PR #1363, opened 2025-09-18
feat(builtin-sensors): introduce an STTS22H sensor driver

ROMemories:
# Description

This adds a sensor driver for the STTS22H temperature sensor compatible with our sensor API.

## Testing

This can be tested on hardware using the following (the st-steval-mkboxpro is also supported in the example):

```sh
```

It can be useful to test on any other board to check that the example is still running as expected (which means doing nothing interesting).

## Issues/PRs references

- Depends on #1191
- Depends on #1351
- Depends on #1361
- Depends on #1589
- Depends on #1605

## Open Questions

- The sensor driver instantiation and configuration "interfaces" are pretty tied to the board descriptions.
- The commit adding the sensor to the `sensors-debug` example is marked WIP as we might not want to modify that example in this PR at all (e.g., because it is very tied to specific boards).

## Changelog entry

A sensor driver for the STTS22H, compatible with the newly-introduced sensor API, is now available.

## Change checklist


.github/workflows/main.yml
```diff
@@ -400,7 +400,7 @@ jobs:
 
       # For now, only run cargo-manifest-check on ariel-os-identity.
```
kaspar030:
```suggestion
      # For now, only run cargo-manifest-check on selected crates.
```

bergzand:
Is it possible to use (parts of) https://github.com/STMicroelectronics/stts22h-rs/ for the driver part? That driver doesn't look like it supports async, so maybe just the register definitions?

kaspar030:
> Is it possible to use (parts of) [STMicroelectronics/stts22h-rs](https://github.com/STMicroelectronics/stts22h-rs/?rgh-link-date=2025-09-18T13%3A02%3A55Z) for the driver part? That driver doesn't look like it supports async, so maybe just the register definitions?

I think this sensor is simple enough, don't think it makes much sense at this point.

src/sensors/ariel-os-sensor-stts22h/src/lib.rs
```diff
@@ -0,0 +1,236 @@
...
+            MeasurementUnit::Celsius,
+        )])
+    }
+
+    fn label(&self) -> Option<&'static str> {
+        self.label
+    }
+
+    fn display_name(&self) -> Option<&'static str> {
+        Some("thermometer")
```
ROMemories:
```suggestion
        Some("temperature sensor")
```

src/sensors/ariel-os-sensor-stts22h/src/i2c.rs
```diff
@@ -0,0 +1,257 @@
...
+);
+
+/// Driver to use an STTS22H over I2C.
+pub struct Stts22h {
+    state: AtomicState,
+    label: Option<&'static str>,
+    i2c: OnceLock<Mutex<CriticalSectionRawMutex, I2cDevice>>,
+    address: AtomicU8,
+    signaling: Signal<CriticalSectionRawMutex, ()>,
+    reading_signal: ReadingSignal<Result<Samples, ReadingError>>,
```
Ollrogge: Just saw this while checking out this PR as an example of how to implement the sensor api :P
```suggestion
    reading_signal: ReadingSignal<ReadingResult<Samples>>
```

ROMemories: Indeed, thanks!

src/sensors/ariel-os-sensor-stts22h/Cargo.toml
```diff
@@ -0,0 +1,33 @@
...
+portable-atomic = { workspace = true }
+
+[dev-dependencies]
+critical-section = { workspace = true, features = ["std"] }
+embassy-executor = { workspace = true, features = [
+  "arch-std",
+  "executor-thread",
+] }
+embassy-futures = { workspace = true }
+embassy-time = { workspace = true, features = ["std"] }
```
ROMemories, line 27: I'm not exactly sure this is the best way of running these tests, but it works and we can easily revisit this later if we have more general guidelines on host tests.

src/sensors/ariel-os-sensor-stts22h/Cargo.toml
```diff
@@ -0,0 +1,33 @@
+[package]
+name = "ariel-os-sensor-stts22h"
+# This crate is versioned separately from Ariel OS.
+version = "0.1.0"
+edition.workspace = true
+# This crate's MSRV is decoupled from Ariel OS's.
+rust-version = "1.85"
```
ROMemories: Before landing this, we might actually want to bump the MSRV of `ariel-os-sensors` (and therefore this MSRV).

src/sensors/ariel-os-sensor-stts22h/src/i2c.rs
```diff
@@ -0,0 +1,390 @@
...
+    }
+
+    /// Initializes the driver.
+    pub async fn init(
+        &'static self,
+        _peripherals: Peripherals,
+        mut i2c_device: I2C,
+        config: Config,
+    ) {
+        if !self.i2c.is_set() {
```
nponsard, line 81: It would be nice to emit a warning if this condition is not met (meaning init is called twice).

src/sensors/ariel-os-sensor-stts22h/src/i2c.rs
```diff
@@ -0,0 +1,390 @@
...
+        i2c_device
+            .write(
+                address as u8,
+                &[Register::CtrlRegAddr as u8, crate::IF_ADD_INC_BITS],
+            )
+            .await
+            .map_err(|_| ())?;
+
+        i2c_device
+            .write(address as u8, &[Register::TempHLimit as u8, 0x00, 0x00])
```
nponsard, line 106: This effectively sets both `TEMP_H_LIMIT` and `TEMP_L_LIMIT` to 0, disabling the high and low interrupts 👍 .

src/sensors/ariel-os-sensor-stts22h/src/i2c.rs
```diff
@@ -0,0 +1,390 @@
...
+            .await
+            .map_err(|_| ())?;
+
+        Ok(())
+    }
+
+    /// Listens for measurement requests generated by [`Stts22h::trigger_measurement()`], and
+    /// responds to them.
+    /// This should be called before [`Stts22h::wait_for_reading()`], as it will otherwise delay
+    /// the response.
```
nponsard: I'm having difficulties making sense of this comment. In what way does it delay the response, is it a constant delay during the whole life of the driver if you await this function too late ?

I think it should be explained more clearly that you won't obtain a response from `wait_for_reading()` until `Stts22h::run()` is awaited in a task.

src/sensors/ariel-os-sensor-stts22h/src/i2c.rs
```diff
@@ -0,0 +1,390 @@
...
+            self.signaling.wait().await;
+
+            match self.measure().await {
+                Ok(samples) => {
+                    self.reading.signal(Ok(samples));
+                }
+                Err(err) => {
+                    self.reading.signal(Err(err));
+                }
+            }
```
nponsard: Is there a reason for using a `match` statement here ? It looks like you could just pass the result of `measure()` directly to `reading.signal()`.


```suggestion
            self.reading.signal(self.measure().await);
```

src/sensors/ariel-os-sensor-stts22h/src/i2c.rs
```diff
@@ -0,0 +1,390 @@
...
+
+impl<I2C: Send> Sensor for Stts22h<I2C> {
+    fn trigger_measurement(&self) -> Result<(), TriggerMeasurementError> {
+        match self.state.get() {
+            State::Measuring => {
+                self.reading.clear();
+            }
+            State::Enabled => {
+                self.state.set(State::Measuring);
+            }
```
nponsard, line 185: Since the state changes from `Measuring` to `Enabled` once `wait_for_reading()` is called, meaning a task is waiting for the result, we don't need to clear `self.reading` when the current state is `Enabled` 👍

src/sensors/ariel-os-sensor-stts22h/src/i2c.rs
```diff
@@ -0,0 +1,390 @@
...
+            State::Uninitialized | State::Disabled | State::Sleeping => {
+                return Err(TriggerMeasurementError::NonEnabled);
+            }
+        }
+
+        self.signaling.signal(());
```
nponsard, line 191: There may be a problem if 3 readings are requested concurrently where one `wait_for_reading` may not get a response: 
- first signal unlocks the loop in `run()`
- second signal gets stored in `self.signaling`
- at the third call the signal `self.signaling` is already signaled so calling `signal()` on it does nothing.

I don't know how important it is to handle that edge case.

src/sensors/ariel-os-sensor-stts22h/src/i2c.rs
```diff
@@ -0,0 +1,390 @@
...
+                self.state.set(State::Enabled);
+
+                ReadingWaiter::new(self.reading.wait())
+            }
+            State::Uninitialized | State::Disabled | State::Sleeping => {
+                return ReadingWaiter::new_err(ReadingError::NonEnabled);
+            }
+            State::Enabled => {
+                return ReadingWaiter::new_err(ReadingError::NotMeasuring);
+            }
```
nponsard: More of a nitpick, would be nice to have the cases handled in the same order as other functions. 
```suggestion
            State::Enabled => {
                return ReadingWaiter::new_err(ReadingError::NotMeasuring);
            }
            State::Uninitialized | State::Disabled | State::Sleeping => {
                return ReadingWaiter::new_err(ReadingError::NonEnabled);
            }
```

src/sensors/ariel-os-sensor-stts22h/src/lib.rs
```diff
@@ -0,0 +1,56 @@
...
+// CTRL register bits.
+const ONE_SHOT_BITS: u8 = 1 << 0;
+const IF_ADD_INC_BITS: u8 = 1 << 3;
+const BDU_BITS: u8 = 1 << 6;
+
+// STATUS register bits.
+const BUSY_BITS: u8 = 1 << 0;
+
+#[expect(dead_code)]
+const DEVICE_ID: u8 = 0xa0;
```
nponsard, line 37: Is this needed somewhere ?

nponsard (changes requested):

src/sensors/ariel-os-sensor-stts22h/src/i2c.rs
ROMemories: Exactly; I've added a comment to make that extra clear.

src/sensors/ariel-os-sensor-stts22h/src/i2c.rs
ROMemories: That's a leftover from when `SensorSignaling` was a thing and had different methods for these branches. Thanks for spotting that!

src/sensors/ariel-os-sensor-stts22h/src/lib.rs
ROMemories: It's not currently used; in a way it's a remnant of the development process (which usually starts with trying to read the WHOAMI register). I'd rather keep it as it doesn't hurt and can always come in handy.

src/sensors/ariel-os-sensor-stts22h/src/i2c.rs
ROMemories: This initialization is intended to be completely abstracted and codegened; I'd rather not add a log statement for this as that would slightly increase the binary size and add an extra dependency, for something that should eventually be guaranteed not to happen, by construction (otherwise indeed that would be useful).

src/sensors/ariel-os-sensor-stts22h/src/i2c.rs
ROMemories: Indeed, I'll rephrase.

src/sensors/ariel-os-sensor-stts22h/src/i2c.rs
ROMemories: I need to think about this a bit.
_ _ _
- **What the task requires**
Report every line of the preceding listing where the string "workspace" occurs.

- **Solution to this exercise**
+portable-atomic = { workspace = true }
+critical-section = { workspace = true, features = ["std"] }
+embassy-executor = { workspace = true, features = [
+embassy-futures = { workspace = true }
+embassy-time = { workspace = true, features = ["std"] }
+edition.workspace = true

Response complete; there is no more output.